To learn more about writing good AI prompts, the article Getting started with AI: Good enough prompting by Ethan Mollick is really useful, as is the {ellmer} vignette on prompt design.

The {pal} package has great documentation on how to use it. The vignette on custom pals is useful if you want to go that route.

And if you want to explore the {ggpal2} package, it is available on GitHub.

Have any questions? Put them below and we will help you out!

You need to be signed-in to comment on this post. Login.

Alberto Cabrera

Alberto Cabrera • March 9, 2025

I am following your lesson 2 in regards to using ellmer. I was able to secure a key, which I pasted in the OPEN_AI_KEY in the file as shown below in the Renviron file (I provided the fist sequence of numbers of the key).

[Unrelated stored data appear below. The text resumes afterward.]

PR #1213, opened 2019-08-13
[DROOLS-3570]  Add validation of simulation structure

danielezonca:
Implemented validation of structure of test scenario.

These are check on RULE test scenario:
-> empty column skip
-> instance type removed
-> navigation of bean still valid
-> field type changed

These are check on DMN test scenario
-> empty column skip
-> DMN node removed
-> simple type becomes complex type
-> navigation of data type still valid
-> field type changed

Validation is performed during the loading of the editor or via `Validate` button

https://issues.jboss.org/browse/DROOLS-3570

@kkufova @gitgabrio @Rikkola @yesamer


drools-wb-screens/drools-wb-scenario-simulation-editor/drools-wb-scenario-simulation-editor-backend/src/main/java/org/drools/workbench/screens/scenariosimulation/backend/server/ScenarioValidationService.java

OPEN_AI_KEY = "sk-proj-E8WPD-...."

Next I restarted the session, and followed your instructions about uploading the packages and the object chat <- chat <- chat_openai()

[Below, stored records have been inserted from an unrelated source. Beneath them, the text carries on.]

PR #1214, opened 2019-08-14
DROOLS-4407: [DMN Designer] Search feature - Highlight the current result with colors that follow the PF standard

danielzhe:
This PR is part of an ensemble and also covers [DROOLS-4406](https://issues.jboss.org/projects/DROOLS/issues/DROOLS-4406).

https://github.com/kiegroup/drools-wb/pull/1214
https://github.com/kiegroup/appformer/pull/767
https://github.com/kiegroup/kie-wb-common/pull/2815

### DIFF
--- a/drools-wb-webapp/src/main/webapp/WEB-INF/beans.xml
+++ b/drools-wb-webapp/src/main/webapp/WEB-INF/beans.xml
@@ -4,6 +4,9 @@
     <!-- These exclusions were added by Errai to avoid deploying client-side classes to the server -->
     <!-- End of Errai exclusions -->
 
+    <!-- These exclusions were added by Errai to avoid deploying client-side classes to the server -->
+    <!-- End of Errai exclusions -->
+
     <exclude name="org.drools.workbench.client.**"/>
     <exclude name="org.drools.workbench.screens.guided.dtable.client.**"/>
     <exclude name="org.drools.workbench.screens.guided.dtree.client.**"/>
--- a/drools-wb-webapp/src/main/webapp/WEB-INF/beans.xml
+++ b/drools-wb-webapp/src/main/webapp/WEB-INF/beans.xml
@@ -7,6 +7,9 @@
     <!-- These exclusions were added by Errai to avoid deploying client-side classes to the server -->
     <!-- End of Errai exclusions -->
 
+    <!-- These exclusions were added by Errai to avoid deploying client-side classes to the server -->
+    <!-- End of Errai exclusions -->
+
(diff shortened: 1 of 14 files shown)


danielzhe:
@karreiro @jomarko Can you check it, please?

jomarko:
@danielzhe Hi, I will provide final feedback here. I haven't commented code of first two parts of ensemble. However this last PR gave me some ideas about whole ensemble.

- One issue is that the highlight doesn't work in the DMN grids. 
- The second point in my mind is, we introduce and observe an event (`SearchPerformedEvent`) that is not needed from my point of view. I think we just need to update `GridHighlightHelper#select` method to apply also the background color. I think this because @karreiro introduced concept of searchable elements. Each searchable element has callback `onFound` that is invoked in same situation, when we observe `SearchPerformedEvent`. All our searchable elements use the `GridHighlightHelper#select`, that is why I think we could try to update this method. What do you think?

danielzhe:
@jomarko I would agree with you if we have more time, because to achieve this we would have to make changes in Lienzo level. About the DMN Grids, I'm checking.

danielzhe:
@jomarko Changes applied! Is working on DMN Grids too. @karreiro

jomarko:
@danielzhe thank you for updates, could you please rebase the ensemble? There are some conflicts now.

danielzhe:
@karreiro @jomarko Ready for your re-review.

drools-wb-webapp/src/main/webapp/WEB-INF/beans.xml
```diff
@@ -4,6 +4,12 @@
     <!-- These exclusions were added by Errai to avoid deploying client-side classes to the server -->
     <!-- End of Errai exclusions -->
 
+    <!-- These exclusions were added by Errai to avoid deploying client-side classes to the server -->
+    <!-- End of Errai exclusions -->
+
+    <!-- These exclusions were added by Errai to avoid deploying client-side classes to the server -->
+    <!-- End of Errai exclusions -->
+
```
jomarko: Please do not include these changes in PR.

jomarko: A reminder, we shouldn't these changes of `beans.xml` in this PR.

jomarko: @danielzhe please, ensure no changes are done in beans.xml as part of drools-wb#1214 PR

I received the following error message:

chat <- chat_openai() Using model = "gpt-4o". Error in openai_key(): ! Can't find env var OPENAI_API_KEY. Run rlang::last_trace() to see where the error occurred.

After that I was unable to run Chat. Subsequently I learned that Chores requires configuring an ellmer chat and even modifying the ~/.Rprofile. Needless to say, I am not a programer and could not figure it out all the meaning of the error messages and how to act upon them.